How many lines in the records below contain the word "const"? Answer with the number only.

***** SUPPLIED INFORMATION

Issue #2508, opened 2019-09-13
[EPIC] Improve technical documentation


clouserw:
This Epic is specifically for improving our technical documentation.  I'm going to file issues for some areas so that we can assign them and budget time for them.

Documentation should live in https://github.com/mozilla/ecosystem-platform and we'll get that auto-deploying.

PRD: https://docs.google.com/document/d/1Fx0_iYtjEeV1L8uH4YlHNSqzW6uRPIag3Ve2ick9Hyg/edit?ts=5db86d15

┆Issue is synchronized with this [Jira Epic](https://jira.mozilla.com/browse/FXA-352)
┆Issue Number: FXA-352

clouserw:
I have a super rough draft outline of how this could mesh together: https://docs.google.com/document/d/14P94X3RnVb1SyatOp2H_NOPlj2jIvxrTDsusSOxK2zQ/edit

davismtl:
Added PRD to epic description.

davismtl:
Relying party docs have landed.

We're about half way there but here is a great demo of the progress that has been made:

https://drive.google.com/file/d/1j_8GXuu7Svo7eqwxF6Rfwj_iRhf_4Aw3/view

Will carryover into Q1.

davismtl:
Wil will look through these. We need to see if we want to revise in this meeting moving forward.

PR #3060, opened 2019-10-22
feat(keys): Report keysChangedAt in assertions and key ids.

rfk:
This PR extracts part of https://github.com/mozilla/fxa/pull/2570 into a standalone commit that we can safely merge and deploy without waiting for any tokenserver changes.

Connects to #490.

#### Background

The "durable sync" project wants to bucket storage of server-side sync data based on the id of the key used to encrypt it, including a timestamp component so that it can easily determine which data
is newest. Our OAuth scoped key ids include a leading timestamp designed for just this purpose.

Up until now we have been using `verifierSetAt` for that timestamp. This works but means that we generate a new kid whenever the user changes their password, even if that did not involve resetting the master encryption key `kB`. This means that durable sync will give users a new storage bucket, in  response to a password change, discarding the user's previous sync data even though their key had
not changed.

Instead, we need to explicitly track the timestamp at which key material actually changed, and report that in both OAuth key ids and in BrowserID assertions so that all Sync clients see a consistent
timestamp.  We already have a `keysChangedAt` database column from a previous migration, but haven't been making any use of it, and it currently defaults to the value of `verifierSetAt`.

#### This Change

With this commit, we start using `keysChangedAt` for the timestamp component of OAuth scoped key ids, and start reporting it in BrowserID assertions. For now the reported value will always be
the same as `verifierSetAt`, which will let us get the new logic into production without changing what timestamps are observed by the sync service.

A follow-up commit will be required to actually start tracking `keysChangedAt` separately from `verifierSetAt`. I'd like to get this smaller change into production first, to help ensure a smooth deployment. That follow-up commit commit also has to wait on a Tokenserver deployment, and will be the remainder of https://github.com/mozilla/fxa/pull/2570.

### DIFF
--- a/packages/fxa-auth-server/fxa-oauth-server/lib/assertion.js
+++ b/packages/fxa-auth-server/fxa-oauth-server/lib/assertion.js
@@ -32,6 +32,9 @@ const logger = require('./logging')('assertion');
 const { verifyJWT } = require('../../lib/serverJWT');
 
 const HEX_STRING = /^[0-9a-f]+$/;
+
+// FxA sends several custom claims, ref
+// https://github.com/mozilla/fxa/blob/master/packages/fxa-auth-server/docs/api.md#post-certificatesign
 const CLAIMS_SCHEMA = Joi.object({
   uid: Joi.string()
     .length(32)
@@ -63,6 +66,10 @@ const CLAIMS_SCHEMA = Joi.object({
     .max(3)
     .optional(),
   'fxa-profileChangedAt': Joi.number()
+    .integer()
+    .min(0)
+    .optional(),
+  'fxa-keysChangedAt': Joi.number()
     .integer()
     .min(0)
     .optional(),
--- a/packages/fxa-auth-server/lib/routes/account.js
+++ b/packages/fxa-auth-server/lib/routes/account.js
@@ -1173,70 +1173,43 @@ module.exports = (
             });
         }
 
-        function resetAccountData() {
-          let authSalt;
-          return random
-            .hex(32)
-            .then(hex => {
-              authSalt = hex;
-              password = new Password(authPW, authSalt, config.verifierVersion);
-              return password.verifyHash();
-            })
-            .then(verifyHashData => {
-              verifyHash = verifyHashData;
-
-              return setupKb();
-            })
-            .then(() => {
-              return db.resetAccount(accountResetToken, {
-                authSalt,
-                verifyHash,
-                wrapWrapKb,
-                verifierVersion: password.version,
-              });
-            })
-            .then(() => {
-              // Delete all passwordChangeTokens, passwordForgotTokens and
-              // accountResetTokens associated with this uid
-              return db.resetAccountTokens(accountResetToken.uid);
-            })
-            .then(() => {
-              // Notify the devices that the account has changed.
-              request.app.devices.then(devices =>
-                push.notifyPasswordReset(accountResetToken.uid, devices)
-              );
-
-              return db
-                .account(accountResetToken.uid)
-                .then(accountData => (account = accountData));
-            })
-            .then(() => {
-              return P.all([
-                request.emitMetricsEvent('account.reset', {
-                  uid: account.uid,
-                }),
-                log.notifyAttachedServices('reset', request, {
-                  uid: account.uid,
-                  generation: account.verifierSetAt,
-                }),
-                customs.reset(account.email),
-              ]);
-            });
-        }
-
-        function setupKb() {
+        async function resetAccountData() {
+          const authSalt = await random.hex(32);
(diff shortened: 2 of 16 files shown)


packages/fxa-auth-server/lib/routes/account.js
```diff
@@ -1173,70 +1173,44 @@ module.exports = (
...
-                  uid: account.uid,
-                  generation: account.verifierSetAt,
-                }),
-                customs.reset(account.email),
-              ]);
-            });
-        }
-
-        function setupKb() {
+        async function resetAccountData() {
```
rfk: Per https://github.com/mozilla/fxa/pull/2570#discussion_r326949419, I asyncified this function while I was in here. The logic should be unchanged, but will change slightly in the promised follow-up commit.

packages/fxa-auth-server/test/remote/account_reset_tests.js
```diff
@@ -21,239 +22,194 @@ describe('remote account reset', function() {
     });
   });
 
-  it('account reset w/o sessionToken', () => {
+  it('account reset w/o sessionToken', async () => {
```
rfk: Per https://github.com/mozilla/fxa/pull/2570#discussion_r327004747, I asyncified a bunch of the tests in this file, which was a nice cleanup but generated too much code churn that distracts from the review, so I stopped short of doing any more.  The important part of this change is the new `account reset updates keysChangedAt` test at the end of the file.

packages/fxa-auth-server/fxa-oauth-server/lib/assertion.js
```diff
@@ -66,6 +66,10 @@ const CLAIMS_SCHEMA = Joi.object({
     .integer()
     .min(0)
     .optional(),
+  'fxa-keysChangedAt': Joi.number()
```
vbudhram: More of a documentation nit (or add as part of https://github.com/mozilla/fxa/issues/2508), but I'm not sure we have a location to document our claims schema. Closest I found was https://github.com/mozilla/fxa/blob/eddea169bb45547776ab81779541edc1365686a9/packages/fxa-auth-server/docs/api.md#L3263. Most of the values are self explanatory but some are not.

packages/fxa-auth-server/lib/routes/account.js
```diff
@@ -1173,70 +1173,44 @@ module.exports = (
...
-            });
+            wrapWrapKb = await random.hex(32);
+            wrapKb = await password.unwrap(wrapWrapKb);
           }
+          // db.resetAccount() deletes all the devices saved in the account,
+          // so grab the list to notify before we call it.
+          const devicesToNotify = await request.app.devices;
+          // Reset the account, and delete any other outstanding passwordChangeTokens,
+          // passwordForgotTokens or accountResetTokens associated with that account.
+          await db.resetAccount(accountResetToken, {
```
vbudhram: I think the comment got outdated, might be better to remove or update to `account related tokens`.

packages/fxa-auth-server/test/remote/account_signin_verification_tests.js
```diff
@@ -497,6 +497,14 @@ describe('remote account signin verification', function() {
             1000 * 60 * 60,
           'lastAuthAt is plausible'
         );
+        assert.ok(
```
vbudhram: Thanks for adding this!

packages/fxa-auth-server/test/remote/recovery_key_tests.js
```diff
@@ -135,48 +136,61 @@ describe('remote recovery keys', function() {
...
-        assert.equal(
-          emailData.headers['x-template-name'],
-          'passwordResetAccountRecovery'
-        );
-        return client.keys();
-      })
-      .then(res => {
-        assert.equal(res.kA, keys.kA, 'kA are equal returned');
-        assert.equal(res.kB, keys.kB, 'kB are equal returned');
+  it('should change password and keep kB', async () => {
```
vbudhram: nit: `should reset password`

rfk:
> Are there any other endpoints that might potential need to return this?

I don't think so - I basically grepped for anything that was reporting `fxa-generation` and updated it to also report `fxa-keysChangedAt`.

packages/fxa-auth-server/fxa-oauth-server/lib/assertion.js
rfk: Thanks, I added some docs for other fields (like `fxa-tokenVerifier`) while I was in here.

rfk:
Merging with nits addressed.

dannycoates:
Y'all, srsly...

dannycoates:
TODO port this fcker to #2757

**********

● **SOLUTION TO THIS PROBLEM**
8